И то, что он теперь объявился в стане у Илейко, вовсе не говорило, что богатырь просто случайно забрел на огонек.
7. Сампса и Илейко против Соловья-разбойника
Богатырь-суоми был безоружен и безлошаден. Так раньше не бывало. Даже Илейко носил при себе топор. Значит, пришел из Вителе, потому что какой-нибудь добрый видличанин сообщил об очень высоком ливе, проехавшем через деревню.
— Каким же образом ты, герой Сампса, обо мне-то узнал, скромном жителе Вайкойлы? — спросил Илейко.
— Сам знаешь, слухами земля полнится, — улыбнулся тот. — Я и батюшку твоего знал, и матушку. Когда же весть про то, что князь Владимир Мстиславич озаботился получением грамоты по тебе, дошла до меня, то показалось мне, что дело тут не уха. Ничего этот слэйвин не будет делать просто так. И казаки, неспособные передвигаться, для него не нужны. А вот такие как ты — за милую душу.

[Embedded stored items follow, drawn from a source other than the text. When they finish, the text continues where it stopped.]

PR #7754, opened 2022-06-09
[CORE-730] Clean glob in multiple places.

PFedak:
Group/join pattern extraction and file globbing would use the same glob
inconsistently, so that a file returned from globbing would fail to
extract and lead to degenerate groups/joins.

It turns out this is a regression from v1, recorded as #5365, so also
re-enable the test that was added.


msteffen (approved):
LGTM. Blast from the past!

brycemcanally (approved):
lgtm

PR #7755, opened 2022-06-09
Bootstrap Identity Service Via environment

acohen4:


etc/helm/pachyderm/templates/pachd/deployment.yaml
```diff
@@ -185,7 +197,7 @@ spec:
           {{- else }}
           value: {{ .Values.pachd.rootToken | quote }}
           {{- end }}
-        {{- end }}
+        {{- end }}
```
jrockway: extra spaces added at end of line.

etc/helm/pachyderm/templates/pachd/deployment.yaml
```diff
@@ -167,6 +167,18 @@ spec:
             secretKeyRef:
               name: {{ (include "pachyderm.enterpriseLicenseKeySecretName" . ) | trim | quote }}
               key: "enterprise-license-key"
+          {{- if (include "pachyderm.upstreamIDPsSecretName" .) }}
+        - name: IDP_CONNECTORS
+          valueFrom:
+            secretKeyRef:
```
jrockway, line 175: Maybe not relevant yet, but there is a limit on the total size of the environment.  I think it's 8MB, so we're probably not going to hit it, but something to be aware of if we want an unbounded amount of IDP connectors.

I think if I were implementing this right now, I would have made the environment variable point to a config file, and then mount the secret as a volume, and have pachd read the config file.  No need to change things though, just a matter of personal preference.

src/server/identity/server/api_server.go
```diff
@@ -79,7 +138,14 @@ func (a *apiServer) GetIDPConnector(ctx context.Context, req *identity.GetIDPCon
 	}, nil
 }
 
-func (a *apiServer) UpdateIDPConnector(ctx context.Context, req *identity.UpdateIDPConnectorRequest) (resp *identity.UpdateIDPConnectorResponse, retErr error) {
+func (a *apiServer) UpdateIDPConnector(ctx context.Context, req *identity.UpdateIDPConnectorRequest) (*identity.UpdateIDPConnectorResponse, error) {
+	if a.env.Config.IdentityConnectors != "" {
+		return nil, errors.New("identity.UpdateIDPConnector() is disable when the Identity Connectors are set via environment.")
```
jrockway, line 143: "is disabled" (this typo appears in a few other places; was going to mention each but realized there are at least 4 and it already sounds kind of mean once :))

src/server/identity/server/api_server.go
```diff
@@ -22,7 +23,7 @@ type apiServer struct {
 }
 
 // NewIdentityServer returns an implementation of identity.APIServer.
-func NewIdentityServer(env Env, public bool) identity.APIServer {
+func NewIdentityServer(env Env, public bool) (identity.APIServer, func(context.Context) error) {
```
jrockway, line 26: I guess I didn't pick up on this when you did the license server stuff... but I think it would be better to just have an EnvBootstrap method (and in main.go, collect a slice of `interface { EnvBootstrap(ctx context.Context) error }` objects that you call EnvBootstrap on).

src/server/identity/server/api_server.go
```diff
@@ -37,10 +38,61 @@ func NewIdentityServer(env Env, public bool) identity.APIServer {
...
-	return server
+	return server, server.envBootstrap
+}
+
+func (a *apiServer) envBootstrap(ctx context.Context) error {
+	if a.env.Config.IdentityConfig != "" {
+		a.env.Logger.Info("Started to configure identity server config via environment")
+		var config identity.IdentityServerConfig
+		if err := yaml.Unmarshal([]byte(a.env.Config.IdentityConfig), &config); err != nil {
+			return errors.Wrapf(err, "failed to unmarshal IdentityConfig with value: %s.", a.env.Config.IdentityConfig)
```
jrockway, line 49: minor nit; I'd avoid "failed" in error objects.  would probably say `errors.Wrapf(err, "unmarshal IdentityServerConfig %q", a.env.Config.IdentityConfig)`.

src/server/identity/server/api_server.go
```diff
@@ -37,10 +38,61 @@ func NewIdentityServer(env Env, public bool) identity.APIServer {
...
+				}
+				delete(exIds, c.Id)
+			} else {
+				if _, err := a.createIDPConnector(ctx, &identity.CreateIDPConnectorRequest{Connector: &c}); err != nil {
+					return errors.Wrapf(err, "failed to create connector with ID: %s.", c.Id)
+				}
+			}
+		}
+		for e := range exIds {
+			a.deleteIDPConnector(ctx, &identity.DeleteIDPConnectorRequest{Id: e})
```
jrockway, line 81: If this errors, we should at least print the message as a warning.  (Avoids confusion as to why something didn't get deleted.)

etc/helm/pachyderm/templates/pachd/idp-secret.yaml
```diff
@@ -0,0 +1,14 @@
...
+*/ -}}
+{{- if and ( not .Values.oidc.upstreamIDPsSecretName) (or .Values.oidc.upstreamIDPs .Values.oidc.mockIDP) }} 
+apiVersion: v1
+kind: Secret
+metadata:
+  name: pachyderm-identity
+  namespace: {{ .Release.Namespace }}
+stringData:
+  idps: |
+    {{ include "pachyderm.idps" . }}
```
jrockway, line 13: It's a little action-at-a-distance-y for `pachyderm.idps` to have to be indented by 4 spaces.  It does do that, but it makes more sense to me to do that here.

jrockway (approved):
Looks good.  Some minor complaints about error messages and a suggestion to make EnvBootstrap a method instead of something that gets returned.

src/server/identity/server/api_server.go
acohen4: yikes good catch

src/server/identity/server/api_server.go
acohen4: so I think I didn't do this last time because it would introduce a circular dependency between the main & the IdentityServer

Сампса имел много источников информации, которая разлеталась по городам и весям быстрее голубиной почты. Такая уж у него была специфика рода деятельности. О чудесном выздоровлении в Вайкойле, оказалось, знают уже все в окрестностях Олонца. Только для самого Илейко это казалось личной тайной. Князь Владимир уже в Тулоксе народ известил, что придет-де обратно из Виелярви богатырь, прибивший там хорошего человека. И надобно было его, этого богатыря, отправить на беседу с самим Владимиром в Новгород — дело у него к нему есть, да и заступиться в случае судебных неурядиц он сможет. А за убийство достойного человека никто по голове не погладит, пусть даже оно свершилось по-неосторожности, по-неопытности, или вообще не совершилось. Или недостойного человека, или вообще нечеловека. Короче, Владимир — отец и заступник, просто Красное Солнышко.

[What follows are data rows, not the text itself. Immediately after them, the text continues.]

PR #7756, opened 2022-06-09
Add SSL config to listener config

tybritten:
The Postgres direct listener was being instantiated without the SSL config option, this fixes it.


jrockway (approved):
This is exciting.  I think that this means that pachyderm.pachops.com can skip the cloud sql proxy and connect directly to the internal IP (which mandates TLS, unconfigurably on their end).

PR #7759, opened 2022-06-10
[CORE-608] Enable Loki by default

robert-uhl:
This PR deploys & enables Loki by default, and also makes the feature available to all users, not just those with an enterprise license.


jrockway (approved):
This looks great.  Nice work!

Сампса по делам приехал в Вителе, остановился у одного уважаемого человека, хотя и прижимистого донельзя. Он живицей лесной промышляет, богат и доволен, если бы не одно беспокойство. Вот с этим-то беспокойством и предстояло разобраться богатырю. А тут, как вихрь, промчался через всю Видлицу Чома-парень на лихом коне, из ноздрей дым, из под хвоста огонь. Не у красавца, конечно, а у горячего скакуна. Никто и глазом моргнуть не успел, как скрылся он за поворотом. Не иначе, как торопился добрый молодец проехать "Корелу проклятую по пути в Индию далекую".